### Task to carry out:
From the records below, copy each line that has the word "test" in it.

Stored data

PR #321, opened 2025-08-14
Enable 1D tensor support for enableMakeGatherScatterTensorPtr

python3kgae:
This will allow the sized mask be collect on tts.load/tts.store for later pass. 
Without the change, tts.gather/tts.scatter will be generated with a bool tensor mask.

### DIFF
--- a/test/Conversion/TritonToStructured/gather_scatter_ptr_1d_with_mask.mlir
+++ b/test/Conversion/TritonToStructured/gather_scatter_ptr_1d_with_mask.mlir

### Task response:
--- a/test/Conversion/TritonToStructured/gather_scatter_ptr_1d_with_mask.mlir
+++ b/test/Conversion/TritonToStructured/gather_scatter_ptr_1d_with_mask.mlir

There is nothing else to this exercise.